PR #287, opened 2026-07-11
feat(cli): built-in shell tab-completion, set up on install/update

salvatoretrimarchi:
## Built-in shell tab-completion, set up on install/update

  ### Summary
  Adds `<TAB>` completion for the phantombot CLI that works out of the box. `phantombot install` sets it up for bash, zsh, and fish; `phantombot update` refreshes it; `phantombot uninstall` removes it. There is no separate command to run and no
  manual step — after installing, open a new shell and `<TAB>` completes subcommands and flags.

  ### How it works
  Completion is dynamic. A small per-shell stub calls a hidden `phantombot _complete` backend on every `<TAB>`. That backend walks the live command tree and prints the candidates, so completion always matches the actual subcommands and flags —
  nothing to regenerate when a command is added. The backend is side-effect-free (it never provisions state, like `--help`) and stays out of `--help` output.

  Coverage: top-level subcommands, nested subcommands, and per-command flags (including the `--no-` form for booleans and `--help`/`--version`). POSIX only; on Windows it's a no-op.

  ### Example
  ```console
  $ phantombot <TAB>
  ask       doctor    harness   install   memory    p2p       run       telegram
  backfill  embedding heartbeat logs      nightly   persona   start     tick
  ...

  $ phantombot p<TAB>
  p2p          persona      phantomchat

  $ phantombot p2p <TAB>
  status

  $ phantombot logs --<TAB>
  --follow     --no-follow  --lines      --help
  ```

  ### Testing
  - Full test suite: 2183 pass, 0 fail (new coverage for the completion engine and the installer).
  - End-to-end: after install, a fresh shell completes subcommands, nested subcommands, and flags exactly as shown above.

### DIFF
--- a/README.md
+++ b/README.md
@@ -424,6 +424,18 @@ Maintenance:
 | `phantombot nightly [--resume]` | Run or resume memory distillation |
 | `phantombot doctor [--no-repair]` | Check memory health and optionally repair |
 
+## Shell completion
+
+`phantombot install` sets up `<TAB>` completion for `bash`, `zsh`, and `fish`
+automatically — no extra command, no separate opt-in. `phantombot update`
+refreshes it, and `phantombot uninstall` removes it. Open a new shell after
+installing to pick it up.
+
+Completion is dynamic: a small stub in your shell calls back into the binary on
+every `<TAB>`, so it always matches the available subcommands and flags —
+`phantombot p<TAB>` → `persona`, `phantomchat`, `p2p`; `phantombot p2p <TAB>` →
+`status`; `phantombot logs --<TAB>` → `--follow`, `--no-follow`, `--lines`.
+
 ## Telegram
 
 Phantombot runs one or more Telegram long-poll listeners. Each listener needs a
--- a/src/cli/install.ts
+++ b/src/cli/install.ts
@@ -15,6 +15,8 @@
 import { defineCommand } from "citty";
 import { basename } from "node:path";
 
+import { installCompletions } from "../lib/completionInstall.ts";
+
 import {
   BunLaunchctlRunner,
   defaultPlistPath,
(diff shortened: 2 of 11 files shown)


lenaparkhodges (approved):
PR #287 — solid feature, clean implementation. A few notes:

**Design** — the `_complete` hidden-command interception in `index.ts`, ahead of credential bootstrap, is the right call: a tab press never touches the vault. Descending the live Citty tree means completion can't drift from real subcommands, and the flag/positional handling (including `--no-` for booleans and single-char alias detection) is thorough.

**Non-blocking notes:**
1. `zshSourceBody` runs `compinit -u 2>/dev/null` on every shell start if the user's `.zshrc` sources it — `-u` skips the insecure-directories check, which is a reasonable default for a generated stub but worth a one-line comment explaining why `-u` specifically (silently bypassing a security prompt is the kind of thing a future maintainer will want context on).
2. `installCompletions`/`uninstallCompletions` are best-effort per-shell and swallow errors into a `warning:` write — good, but on `install` a completion failure is silently non-fatal even if *all* shells fail (empty `installed` list, no user-visible signal beyond the per-shell warnings already written). Fine as-is since it's advisory, just flagging.
3. Fish path assumes `~/.config/fish` existing is a reliable signal of "user runs fish" — reasonable heuristic, matches the bash/zsh rc-exists pattern.

**Testing** — 2183 tests pass, thorough coverage of the completion engine, script emitters, and the installer (idempotency, replace-in-place, windows no-op, rc-file-exists-triggers-install). CI green (test, test-windows, typecheck).

No blockers. Nice first PR, Salvatore — welcome to the project! 🎉

kaieriksen (approved):
Approved.

Reviewed the dynamic completion engine, bash/zsh/fish installers, install/update/uninstall wiring, and read-only `_complete` entrypoint. Focused suites pass (48 tests), typecheck passes, runtime completion smoke passes, and the generated bash script parses cleanly. CI is green.

PR #288, opened 2026-07-12
fix(crypto): mirror the ms sub-second ordering tag on kind-14 rumors

andrewagrahamhodges:
## Why

PhantomChat orders messages by `mid = created_at * 1e6 + slot`. `created_at` is **whole-second only**, so two messages sent in the same second tie — and the legacy tiebreak was a **hash of the event id**: stable across devices, but not chronological. Same-second pairs therefore rendered in **coin-flip order** (Andrew hit this: a reply landed above the message it was replying to).

phantomchat now stamps the real millisecond into an `['ms', '0'-'999']` tag on the kind-14 rumor and uses it as the sub-second slot — deterministic *and* chronological. This PR mirrors that on the bot side.

**Why the bot needs it too:** without the tag, phantombot's messages have no ms, fall back to the hash slot, and a bot reply landing in the same second as the user's own message can still render out of order. A half-applied ordering rule is worse than none.

## What changed

- `MS_TAG` / `buildMsTag` / `getMsSlotFromTags` — byte-identical to the phantomchat side.
- Minted in **both** rumor builders (`wrapV2` + `createRumor`) from the **same `Date.now()`** that sets `created_at`. Invariant: a second `Date.now()` call can straddle a second boundary and put the message a full second out of order.
- Cross-repo shared vector **re-pinned** (`1012a225… → 3ded8957…`) plus new coverage for the tag mint and the legacy/malformed fallback.

## Wire-format note

The tag is **additive and ignorable** — stock Nostr clients (Damus, Amethyst) drop unknown tags, so decryption and interop are unaffected, and legacy messages without the tag keep the hash slot.

But it **is** part of the hashed tag set, so it changes the rumor id. That's exactly what the cross-repo vector exists to catch — **both repos must land together**:

- phantomchat: https://github.com/phantomyard/phantomchat/pull/74 (branch `fix/reliability-grind`, commit `96eb071`)

## Testing

- `tests/lib-nostrCrypto.test.ts`: **25/25 pass**, including the re-pinned vector.
- Full suite: 2109 pass. The 2 `PiHarness routing (subprocess)` failures are **pre-existing on clean `main`** (verified by stashing this change) — unrelated to this PR.
- **Not verified headless:** the actual same-second render order on two real devices. That's a live two-device check once both sides deploy.

### DIFF
--- a/src/lib/nostrCrypto.ts
+++ b/src/lib/nostrCrypto.ts
@@ -468,7 +468,15 @@ export async function wrapV2(
   replyTo?: { eventId: string; relayUrl?: string },
 ): Promise<{ event: NTNostrEvent; rumorId: string }> {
▬▬▬▬▬▬
Using only the data above, copy out the lines that include the word "pinned".

● **Answer for the task**
- Cross-repo shared vector **re-pinned** (`1012a225… → 3ded8957…`) plus new coverage for the tag mint and the legacy/malformed fallback.
- `tests/lib-nostrCrypto.test.ts`: **25/25 pass**, including the re-pinned vector.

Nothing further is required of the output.